My Presbyterian brethren and I as a baptist do disagree on certain doctrines, but still believe that we agree in far more than disagree in, and feel much closer to all of you here than I do with those, who while still my Brothers and Sisters in the Lord, follow Charismatic, Arminian, Dispensational, and all other kinds of theology within the Body of Christ!

Reactions: Like 2


----------



## Dachaser

Ben Zartman said:


> Thanks all for the replies and links. If, for the sake of clarity, it is easier to refer to Baptists as non-reformed, I'm fine with that. I think RBs probably took that word to distinguish them from the vast cloud of groups calling themselves baptist simply because they practice credobaptism, regardless of whether they're arminian or dispensational or fundamentalist or what-have-you.
> However, I believe "Confessional Baptist" is an adequate description, and if paedobaptism is to be considered a _sine qua non _of Reformed divinity, I will gladly shed the word.
> Now to figure out how to change my signature...

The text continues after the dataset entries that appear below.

Issue #4033, opened 2017-08-31
graphviz: Node with image="blah.png" doesn't render via sphinx (but ok in dot)


ghost:
Using dot, I can use a png image as a graphviz node, e.g in a .dot file containing
`graph { mynode [image="myimage.png"]}` and `dot -Tpng -O <file>` (or `-Tsvg`)
Resulting png/svg includes the image, sphinx's (latex or html) output doesn't. All other sphinx-generated graphviz stuff renders fine.

I tried adding graphviz_dot_args = ['-v'] to get some clues from the logs but no joy there either (doesn't seem to use the supplied option).

tk0miya:
In my short investigation:

* We need to parse dot files to know the path of images
* We have to rewrite the dot code if the graph depends on images in different directories (only same directory is allowed).

I think that is a bit tough work...

tk0miya:
Fixed by #5156!
Thank you for reporting :-)

PR #5156, opened 2018-07-09
graphviz: run dot in the document directory

rokroskar:
Subject: use the current document's directory as the build directory for the `dot` subprocess. 

### Feature or Bugfix
- Bugfix

### Purpose
- Allow the use of relative file paths for files included as a part of `dot` graphviz code

### Detail
- The current implementation runs `dot` wherever the sphinx command is run. This means that if images are used for nodes and specified as relative paths, they will not be found either during the build or while the built docs are viewed.
- Debugging this behavior was made more difficult by the lack of any logging from the `dot` subprocess. The change in the PR includes sending the contents of `stderr` to the logs. 

### Relates
- #4033

### DIFF
--- a/sphinx/ext/graphviz.py
+++ b/sphinx/ext/graphviz.py
@@ -238,7 +238,8 @@ def render_dot(self, code, options, format, prefix='graphviz'):
     if format == 'png':
         dot_args.extend(['-Tcmapx', '-o%s.map' % outfn])
     try:
-        p = Popen(dot_args, stdout=PIPE, stdin=PIPE, stderr=PIPE)
+        p = Popen(dot_args, stdout=PIPE, stdin=PIPE, stderr=PIPE, cwd=path.dirname(
+            path.join(self.builder.srcdir, self.builder.current_docname)))
     except OSError as err:
         if err.errno != ENOENT:   # No such file or directory
             raise
--- a/sphinx/ext/graphviz.py
+++ b/sphinx/ext/graphviz.py
@@ -235,11 +235,14 @@ def render_dot(self, code, options, format, prefix='graphviz'):
     dot_args = [graphviz_dot]
     dot_args.extend(self.builder.config.graphviz_dot_args)
     dot_args.extend(['-T' + format, '-o' + outfn])
+
+    cwd = path.dirname(
+        path.join(self.builder.srcdir, self.builder.env.docname))
+
     if format == 'png':
         dot_args.extend(['-Tcmapx', '-o%s.map' % outfn])
     try:
-        p = Popen(dot_args, stdout=PIPE, stdin=PIPE, stderr=PIPE, cwd=path.dirname(
-            path.join(self.builder.srcdir, self.builder.current_docname)))
+        p = Popen(dot_args, stdout=PIPE, stdin=PIPE, stderr=PIPE, cwd=cwd)
     except OSError as err:
         if err.errno != ENOENT:   # No such file or directory
             raise
--- a/sphinx/ext/graphviz.py
+++ b/sphinx/ext/graphviz.py
@@ -155,7 +155,10 @@ class Graphviz(SphinxDirective):
                     line=self.lineno)]
         node = graphviz()
         node['code'] = dotcode
-        node['options'] = {}
+        node['options'] = {
+            'docpath': path.splitext(self.state.document.current_source)[0],
+        }
+
         if 'graphviz_dot' in self.options:
             node['options']['graphviz_dot'] = self.options['graphviz_dot']
         if 'alt' in self.options:
@@ -192,7 +195,9 @@ class GraphvizSimple(SphinxDirective):
         node = graphviz()
         node['code'] = '%s %s {\n%s\n}\n' % \
                        (self.name, self.arguments[0], '\n'.join(self.content))
-        node['options'] = {}
+        node['options'] = {
+            'docpath': path.splitext(self.state.document.current_source)[0],
+        }
         if 'graphviz_dot' in self.options:
             node['options']['graphviz_dot'] = self.options['graphviz_dot']
         if 'alt' in self.options:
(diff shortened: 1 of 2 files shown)


sphinx/ext/graphviz.py
```diff
@@ -238,7 +238,8 @@ def render_dot(self, code, options, format, prefix='graphviz'):
     if format == 'png':
         dot_args.extend(['-Tcmapx', '-o%s.map' % outfn])
     try:
-        p = Popen(dot_args, stdout=PIPE, stdin=PIPE, stderr=PIPE)
+        p = Popen(dot_args, stdout=PIPE, stdin=PIPE, stderr=PIPE, cwd=path.dirname(
+            path.join(self.builder.srcdir, self.builder.current_docname)))
```
tk0miya: `builder.current_docname` is only available in HTML builder. So please use `self.builder.env.docname` instead.

tk0miya: I feel constructing path in argument list is a bit ugly. How about make a new variable?

tk0miya (changes requested):
I think this is an incompatible change. So please add an entry to CHANGES file.

rokroskar:
@tk0miya thanks for the suggestions, they've been implemented. 

The tests now seem to be failing because `docname` is not found for any of the builders -- is there something else that needs to be modified in the test setup to make this available?

tk0miya:
OMG. I just noticed why `env.docname` is not initialized on writing phase.
Some builders concatenate multiple documents to single one on writing. For example, Single HTML builder processes only master document. So referring `env.docname` or `builder.current_docname` is not good way for such builders.

I think it would be better to save basedir of document or .dot file to graphviz node on parsing phase (`Graphviz.run()`).

Sorry for my wrong comment.

rokroskar:
Thanks @tk0miya - did you see my last commit? I tried to initialize the `temp_data` before write. Seems to mostly work though not all tests pass yet.

tk0miya:
Yes, of course. I'd seen your commit. But it does not effect to some builders as I commented.
For example, Single HTML builder overrides `write()` method. So the initialization code you added is never called.
https://github.com/sphinx-doc/sphinx/blob/58e3ef8be95b46d4f122cb7b088aab7b2b5da684/sphinx/builders/html.py#L1406-L1408

rokroskar:
Thanks for the clarification -- I implemented what you suggest in 5602051. Still some trouble with the failing tests which I can't reproduce locally.

sphinx/ext/graphviz.py
```diff
@@ -192,7 +195,9 @@ def run(self):
         node = graphviz()
         node['code'] = '%s %s {\n%s\n}\n' % \
                        (self.name, self.arguments[0], '\n'.join(self.content))
-        node['options'] = {}
+        node['options'] = {
+            'docpath': path.splitext(self.state.document.current_source)[0],
```
tk0miya: Sphinx usually uses `docname` for such case.
http://www.sphinx-doc.org/en/master/glossary.html#term-document-name

Could you use it instead of docpath? You can access it by `self.env.docname`.

sphinx/ext/graphviz.py
```diff
@@ -235,10 +240,13 @@ def render_dot(self, code, options, format, prefix='graphviz'):
     dot_args = [graphviz_dot]
     dot_args.extend(self.builder.config.graphviz_dot_args)
     dot_args.extend(['-T' + format, '-o' + outfn])
+
+    cwd = path.dirname(options.get('docpath', self.builder.srcdir))
```
tk0miya: In case of `docname`:
```
docname = options.get('docname', 'index')
cwd = path.dirname(path.join(self.env.srcdir, docname))
```

sphinx/ext/graphviz.py
```diff
@@ -252,6 +260,9 @@ def render_dot(self, code, options, format, prefix='graphviz'):
         # Graphviz may close standard input when an error occurs,
         # resulting in a broken pipe on communicate()
         stdout, stderr = p.communicate(code)
+        # print stderr if it is there
+        if stderr:
+            logger.warning(stderr.decode())
```
tk0miya: This new warning causes testing failed:
```
>       assert html_warnings == ""
E       AssertionError: assert '\x1b[31;01mW...b[39;49;00m\n' == ''
E         - WARNING: Fontconfig warning: ignoring C.UTF-8: not a valid language tag
E         - 
E         - WARNING: Fontconfig warning: ignoring C.UTF-8: not a valid language tag
E         - 
E         - WARNING: Fontconfig warning: ignoring C.UTF-8: not a valid language tag
E         - 
E         - WARNING: Fontconfig warning: ignoring C.UTF-8: not a valid language tag
E         - 
E         - WARNING: Fontconfig warning: ignoring C.UTF-8: not a valid language tag
E         - 

tests/test_ext_inheritance.py:44: AssertionError
```
https://circleci.com/gh/sphinx-doc/sphinx/2883?utm_campaign=vcs-integration-link&utm_medium=referral&utm_source=github-build-link

Is this additional warning needed? IMO, it is not needed when succeeded.

tk0miya (changes requested):
Almost LGTM

sphinx/ext/graphviz.py
rokroskar: This was added to show errors/warnings from the `dot` run -- otherwise the user is left in the dark if something is wrong with the `dot` build. Perhaps it could be `info` instead of `warning`?

rokroskar:
@tk0miya implemented the change -- the tests seem to be passing now. One of the travis builds stalled, however.

sphinx/ext/graphviz.py
tk0miya: We already show stderr message if exist status is non-zero.
https://github.com/sphinx-doc/sphinx/blob/f697717c0e4870a2f5dd99dba42c785f10595db4/sphinx/ext/graphviz.py#L262-L264

My concerns are following:

* I don't know the message on that situation is important for users.
* The message is shown twice if dot command exists with non-zero.
* The message is shown without any headers. So users might not understand where the message comes from.

>Perhaps it could be info instead of warning?

As you said, this is "errors/wranings from dot". So WARNING level is better to me if we emits this.

tk0miya:
I just restarted Travis CI manually. So the failure will be resolved soon.

sphinx/ext/graphviz.py
rokroskar: Right, I see your point. I suppose for debugging the user could always copy whatever is inside the graphviz directive to a file and manually run dot. My intention was to remove the need for this extra step, but it's a bit of a hassle to make it work nicely within this context. I'll remove it.

tk0miya (approved):

tk0miya:
Thank you for updating. Finally I merged this into master branch!
Thank you for contribution!

rokroskar:
fantastic, thanks for your patience!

Maybe Calvinistic Baptists fits us best, as we would be holding with a Confession and the TULIP, but certain areas still not fully in line with as Reformed traditional has been defined?


----------



## Scott Bushey

NaphtaliPress said:


> In fact, is the PCA really a reformed or presbyterian church if it is in practice anti RPW and anti Sabbatarian?



Good point.


----------



## Ray

SeanPatrickCornell said:


> What a coincidence! I did some field testing with my Reform-O-Meter last week, and here were my results:
> 
> (All results based on a 7.22 x 10^18 person sample size per population group, averaged, with a +/- 2.8% margin of error)
> 
> Reformed Baptists are 102.7% Reformed.
> Congregationalists are 93.2% Reformed.
> Presbyterians are 89.4% Reformed.
> REC/39 Articles Anglicans are 72.4% Reformed.
> AALC Lutherans are 41.7% Reformed.
> Methodists are -1.22% Reformed.
> Eastern Orthodox are -52.8% Reformed.
> Roman Catholics are -107.9% Reformed.
> 
> Since I used calibrated scientific instruments, and I assure you, I am well trained in their use, my data is above reproach.



Confessionally Reformed 
Continental Reformed 100%
Reformed Presbyterian 100%
2nd Helvétic Usually Hungarian Reformed 95%
Calvinist Methodist from Welsh 100%
Savoy Congregationalist 90%
Reformed Episcopalian 70-80% 
Lutherans 60%

Now I’m guesstimating


----------



## Ray

Baptist are “Not” Reformed according to this Predestination Baptist.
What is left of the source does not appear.